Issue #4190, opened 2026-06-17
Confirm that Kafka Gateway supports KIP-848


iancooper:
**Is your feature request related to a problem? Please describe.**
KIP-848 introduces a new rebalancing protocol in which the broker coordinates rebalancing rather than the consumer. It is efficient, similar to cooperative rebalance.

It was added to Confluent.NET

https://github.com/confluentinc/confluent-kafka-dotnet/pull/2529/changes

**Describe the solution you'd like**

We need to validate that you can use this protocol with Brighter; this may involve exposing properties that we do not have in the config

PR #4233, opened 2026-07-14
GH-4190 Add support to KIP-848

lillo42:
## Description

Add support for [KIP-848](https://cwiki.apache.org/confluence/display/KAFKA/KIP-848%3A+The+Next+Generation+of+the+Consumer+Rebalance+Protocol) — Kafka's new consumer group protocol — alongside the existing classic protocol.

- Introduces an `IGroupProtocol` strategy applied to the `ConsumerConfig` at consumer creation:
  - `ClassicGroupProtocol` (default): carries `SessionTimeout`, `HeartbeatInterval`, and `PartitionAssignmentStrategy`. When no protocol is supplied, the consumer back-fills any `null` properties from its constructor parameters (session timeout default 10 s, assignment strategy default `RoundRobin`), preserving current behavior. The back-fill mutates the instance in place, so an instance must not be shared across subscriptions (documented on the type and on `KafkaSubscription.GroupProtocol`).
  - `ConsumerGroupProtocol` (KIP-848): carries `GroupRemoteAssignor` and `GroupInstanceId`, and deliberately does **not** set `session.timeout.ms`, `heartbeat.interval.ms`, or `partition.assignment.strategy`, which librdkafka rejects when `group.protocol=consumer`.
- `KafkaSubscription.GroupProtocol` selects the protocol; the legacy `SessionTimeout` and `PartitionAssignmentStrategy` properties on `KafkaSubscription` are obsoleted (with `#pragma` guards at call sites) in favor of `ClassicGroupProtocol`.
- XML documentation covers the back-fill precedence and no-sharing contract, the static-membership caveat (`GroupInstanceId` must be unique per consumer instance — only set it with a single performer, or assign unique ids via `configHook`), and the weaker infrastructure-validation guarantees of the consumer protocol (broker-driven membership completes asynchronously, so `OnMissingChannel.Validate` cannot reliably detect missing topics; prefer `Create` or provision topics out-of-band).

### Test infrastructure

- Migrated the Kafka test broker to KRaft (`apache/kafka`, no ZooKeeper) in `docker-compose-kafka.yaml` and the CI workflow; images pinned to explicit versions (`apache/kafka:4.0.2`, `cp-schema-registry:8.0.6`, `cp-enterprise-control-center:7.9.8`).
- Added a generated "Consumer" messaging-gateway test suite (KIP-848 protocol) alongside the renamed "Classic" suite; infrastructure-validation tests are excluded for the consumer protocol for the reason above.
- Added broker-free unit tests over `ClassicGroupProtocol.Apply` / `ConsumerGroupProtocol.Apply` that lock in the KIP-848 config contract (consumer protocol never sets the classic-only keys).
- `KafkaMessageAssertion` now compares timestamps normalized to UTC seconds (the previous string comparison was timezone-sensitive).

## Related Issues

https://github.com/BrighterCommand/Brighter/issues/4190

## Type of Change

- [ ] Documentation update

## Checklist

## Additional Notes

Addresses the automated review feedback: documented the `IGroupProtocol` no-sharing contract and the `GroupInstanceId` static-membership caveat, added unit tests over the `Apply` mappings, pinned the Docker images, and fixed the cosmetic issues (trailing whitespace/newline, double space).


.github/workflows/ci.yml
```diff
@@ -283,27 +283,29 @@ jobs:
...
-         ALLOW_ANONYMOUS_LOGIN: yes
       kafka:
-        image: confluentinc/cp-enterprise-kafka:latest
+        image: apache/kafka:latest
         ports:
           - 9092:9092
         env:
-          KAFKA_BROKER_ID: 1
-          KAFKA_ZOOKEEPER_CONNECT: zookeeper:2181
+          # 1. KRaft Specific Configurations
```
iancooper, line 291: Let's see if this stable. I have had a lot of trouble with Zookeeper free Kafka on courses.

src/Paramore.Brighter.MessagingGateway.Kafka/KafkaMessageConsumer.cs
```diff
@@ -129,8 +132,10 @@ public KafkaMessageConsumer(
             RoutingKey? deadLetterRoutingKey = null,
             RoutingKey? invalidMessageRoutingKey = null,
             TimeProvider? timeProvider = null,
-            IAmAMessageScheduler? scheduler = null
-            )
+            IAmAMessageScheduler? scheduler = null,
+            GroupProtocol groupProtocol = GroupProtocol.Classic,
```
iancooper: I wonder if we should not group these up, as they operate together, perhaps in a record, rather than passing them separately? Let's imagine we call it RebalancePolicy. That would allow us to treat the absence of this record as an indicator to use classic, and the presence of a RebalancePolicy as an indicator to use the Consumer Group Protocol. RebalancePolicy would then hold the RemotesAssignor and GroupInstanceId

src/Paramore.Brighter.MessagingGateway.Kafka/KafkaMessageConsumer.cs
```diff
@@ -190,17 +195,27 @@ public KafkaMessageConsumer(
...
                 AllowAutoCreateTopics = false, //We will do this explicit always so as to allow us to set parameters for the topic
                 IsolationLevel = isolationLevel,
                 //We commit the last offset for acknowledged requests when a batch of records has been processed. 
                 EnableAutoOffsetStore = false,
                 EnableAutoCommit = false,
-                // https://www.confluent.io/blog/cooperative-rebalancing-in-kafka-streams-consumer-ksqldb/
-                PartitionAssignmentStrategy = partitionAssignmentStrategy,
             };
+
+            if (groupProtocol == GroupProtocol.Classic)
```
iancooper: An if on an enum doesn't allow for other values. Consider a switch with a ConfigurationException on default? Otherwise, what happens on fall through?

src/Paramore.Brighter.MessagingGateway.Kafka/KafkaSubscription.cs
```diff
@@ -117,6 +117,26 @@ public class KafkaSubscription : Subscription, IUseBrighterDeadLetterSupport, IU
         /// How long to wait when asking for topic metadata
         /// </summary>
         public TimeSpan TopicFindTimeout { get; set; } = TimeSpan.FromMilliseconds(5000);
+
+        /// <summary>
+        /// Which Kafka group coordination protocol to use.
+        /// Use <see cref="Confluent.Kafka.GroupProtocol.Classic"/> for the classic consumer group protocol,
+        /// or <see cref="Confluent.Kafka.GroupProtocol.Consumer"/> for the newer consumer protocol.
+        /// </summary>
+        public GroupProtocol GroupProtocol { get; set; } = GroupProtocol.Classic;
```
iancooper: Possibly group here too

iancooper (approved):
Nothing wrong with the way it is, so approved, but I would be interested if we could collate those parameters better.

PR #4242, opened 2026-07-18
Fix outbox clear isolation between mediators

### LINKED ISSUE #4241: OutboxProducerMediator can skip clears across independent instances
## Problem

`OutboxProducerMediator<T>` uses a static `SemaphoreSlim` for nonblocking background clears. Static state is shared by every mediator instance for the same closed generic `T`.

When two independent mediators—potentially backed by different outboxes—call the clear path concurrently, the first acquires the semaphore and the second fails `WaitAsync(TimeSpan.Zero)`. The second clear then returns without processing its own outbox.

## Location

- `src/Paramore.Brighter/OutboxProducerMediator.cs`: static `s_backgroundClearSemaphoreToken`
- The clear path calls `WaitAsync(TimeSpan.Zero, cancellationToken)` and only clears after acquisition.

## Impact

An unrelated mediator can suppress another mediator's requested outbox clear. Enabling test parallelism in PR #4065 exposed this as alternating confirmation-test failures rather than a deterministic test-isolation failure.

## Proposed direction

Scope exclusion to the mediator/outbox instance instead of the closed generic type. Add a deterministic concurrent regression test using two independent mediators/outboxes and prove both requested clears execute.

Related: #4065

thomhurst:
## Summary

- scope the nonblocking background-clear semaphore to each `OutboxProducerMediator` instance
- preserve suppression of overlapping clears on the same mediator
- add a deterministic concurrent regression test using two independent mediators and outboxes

◆ ◆ ◆

__What you should do__.
Restate each entry above word for word.

__Answer below__.
Issue #4190, opened 2026-06-17
Confirm that Kafka Gateway supports KIP-848


iancooper:
**Is your feature request related to a problem? Please describe.**
KIP-848 introduces a new rebalancing protocol in which the broker coordinates rebalancing rather than the consumer. It is efficient, similar to cooperative rebalance.

It was added to Confluent.NET

https://github.com/confluentinc/confluent-kafka-dotnet/pull/2529/changes

**Describe the solution you'd like**

We need to validate that you can use this protocol with Brighter; this may involve exposing properties that we do not have in the config

PR #4233, opened 2026-07-14
GH-4190 Add support to KIP-848

lillo42:
## Description

Add support for [KIP-848](https://cwiki.apache.org/confluence/display/KAFKA/KIP-848%3A+The+Next+Generation+of+the+Consumer+Rebalance+Protocol) — Kafka's new consumer group protocol — alongside the existing classic protocol.

- Introduces an `IGroupProtocol` strategy applied to the `ConsumerConfig` at consumer creation:
  - `ClassicGroupProtocol` (default): carries `SessionTimeout`, `HeartbeatInterval`, and `PartitionAssignmentStrategy`. When no protocol is supplied, the consumer back-fills any `null` properties from its constructor parameters (session timeout default 10 s, assignment strategy default `RoundRobin`), preserving current behavior. The back-fill mutates the instance in place, so an instance must not be shared across subscriptions (documented on the type and on `KafkaSubscription.GroupProtocol`).
  - `ConsumerGroupProtocol` (KIP-848): carries `GroupRemoteAssignor` and `GroupInstanceId`, and deliberately does **not** set `session.timeout.ms`, `heartbeat.interval.ms`, or `partition.assignment.strategy`, which librdkafka rejects when `group.protocol=consumer`.
- `KafkaSubscription.GroupProtocol` selects the protocol; the legacy `SessionTimeout` and `PartitionAssignmentStrategy` properties on `KafkaSubscription` are obsoleted (with `#pragma` guards at call sites) in favor of `ClassicGroupProtocol`.
- XML documentation covers the back-fill precedence and no-sharing contract, the static-membership caveat (`GroupInstanceId` must be unique per consumer instance — only set it with a single performer, or assign unique ids via `configHook`), and the weaker infrastructure-validation guarantees of the consumer protocol (broker-driven membership completes asynchronously, so `OnMissingChannel.Validate` cannot reliably detect missing topics; prefer `Create` or provision topics out-of-band).

### Test infrastructure

- Migrated the Kafka test broker to KRaft (`apache/kafka`, no ZooKeeper) in `docker-compose-kafka.yaml` and the CI workflow; images pinned to explicit versions (`apache/kafka:4.0.2`, `cp-schema-registry:8.0.6`, `cp-enterprise-control-center:7.9.8`).
- Added a generated "Consumer" messaging-gateway test suite (KIP-848 protocol) alongside the renamed "Classic" suite; infrastructure-validation tests are excluded for the consumer protocol for the reason above.
- Added broker-free unit tests over `ClassicGroupProtocol.Apply` / `ConsumerGroupProtocol.Apply` that lock in the KIP-848 config contract (consumer protocol never sets the classic-only keys).
- `KafkaMessageAssertion` now compares timestamps normalized to UTC seconds (the previous string comparison was timezone-sensitive).

## Related Issues

https://github.com/BrighterCommand/Brighter/issues/4190

## Type of Change

- [ ] Documentation update

## Checklist

## Additional Notes

Addresses the automated review feedback: documented the `IGroupProtocol` no-sharing contract and the `GroupInstanceId` static-membership caveat, added unit tests over the `Apply` mappings, pinned the Docker images, and fixed the cosmetic issues (trailing whitespace/newline, double space).


.github/workflows/ci.yml
```diff
@@ -283,27 +283,29 @@ jobs:
...
-         ALLOW_ANONYMOUS_LOGIN: yes
       kafka:
-        image: confluentinc/cp-enterprise-kafka:latest
+        image: apache/kafka:latest
         ports:
           - 9092:9092
         env:
-          KAFKA_BROKER_ID: 1
-          KAFKA_ZOOKEEPER_CONNECT: zookeeper:2181
+          # 1. KRaft Specific Configurations
```
iancooper, line 291: Let's see if this stable. I have had a lot of trouble with Zookeeper free Kafka on courses.

src/Paramore.Brighter.MessagingGateway.Kafka/KafkaMessageConsumer.cs
```diff
@@ -129,8 +132,10 @@ public KafkaMessageConsumer(
             RoutingKey? deadLetterRoutingKey = null,
             RoutingKey? invalidMessageRoutingKey = null,
             TimeProvider? timeProvider = null,
-            IAmAMessageScheduler? scheduler = null
-            )
+            IAmAMessageScheduler? scheduler = null,
+            GroupProtocol groupProtocol = GroupProtocol.Classic,
```
iancooper: I wonder if we should not group these up, as they operate together, perhaps in a record, rather than passing them separately? Let's imagine we call it RebalancePolicy. That would allow us to treat the absence of this record as an indicator to use classic, and the presence of a RebalancePolicy as an indicator to use the Consumer Group Protocol. RebalancePolicy would then hold the RemotesAssignor and GroupInstanceId

src/Paramore.Brighter.MessagingGateway.Kafka/KafkaMessageConsumer.cs
```diff
@@ -190,17 +195,27 @@ public KafkaMessageConsumer(
...
                 AllowAutoCreateTopics = false, //We will do this explicit always so as to allow us to set parameters for the topic
                 IsolationLevel = isolationLevel,
                 //We commit the last offset for acknowledged requests when a batch of records has been processed. 
                 EnableAutoOffsetStore = false,
                 EnableAutoCommit = false,
-                // https://www.confluent.io/blog/cooperative-rebalancing-in-kafka-streams-consumer-ksqldb/
-                PartitionAssignmentStrategy = partitionAssignmentStrategy,
             };
+
+            if (groupProtocol == GroupProtocol.Classic)
```
iancooper: An if on an enum doesn't allow for other values. Consider a switch with a ConfigurationException on default? Otherwise, what happens on fall through?

src/Paramore.Brighter.MessagingGateway.Kafka/KafkaSubscription.cs
```diff
@@ -117,6 +117,26 @@ public class KafkaSubscription : Subscription, IUseBrighterDeadLetterSupport, IU
         /// How long to wait when asking for topic metadata
         /// </summary>
         public TimeSpan TopicFindTimeout { get; set; } = TimeSpan.FromMilliseconds(5000);
+
+        /// <summary>
+        /// Which Kafka group coordination protocol to use.
+        /// Use <see cref="Confluent.Kafka.GroupProtocol.Classic"/> for the classic consumer group protocol,
+        /// or <see cref="Confluent.Kafka.GroupProtocol.Consumer"/> for the newer consumer protocol.
+        /// </summary>
+        public GroupProtocol GroupProtocol { get; set; } = GroupProtocol.Classic;
```
iancooper: Possibly group here too

iancooper (approved):
Nothing wrong with the way it is, so approved, but I would be interested if we could collate those parameters better.

PR #4242, opened 2026-07-18
Fix outbox clear isolation between mediators

### LINKED ISSUE #4241: OutboxProducerMediator can skip clears across independent instances
## Problem

`OutboxProducerMediator<T>` uses a static `SemaphoreSlim` for nonblocking background clears. Static state is shared by every mediator instance for the same closed generic `T`.

When two independent mediators—potentially backed by different outboxes—call the clear path concurrently, the first acquires the semaphore and the second fails `WaitAsync(TimeSpan.Zero)`. The second clear then returns without processing its own outbox.

## Location

- `src/Paramore.Brighter/OutboxProducerMediator.cs`: static `s_backgroundClearSemaphoreToken`
- The clear path calls `WaitAsync(TimeSpan.Zero, cancellationToken)` and only clears after acquisition.

## Impact

An unrelated mediator can suppress another mediator's requested outbox clear. Enabling test parallelism in PR #4065 exposed this as alternating confirmation-test failures rather than a deterministic test-isolation failure.

## Proposed direction

Scope exclusion to the mediator/outbox instance instead of the closed generic type. Add a deterministic concurrent regression test using two independent mediators/outboxes and prove both requested clears execute.

Related: #4065

thomhurst:
## Summary

- scope the nonblocking background-clear semaphore to each `OutboxProducerMediator` instance
- preserve suppression of overlapping clears on the same mediator
- add a deterministic concurrent regression test using two independent mediators and outboxes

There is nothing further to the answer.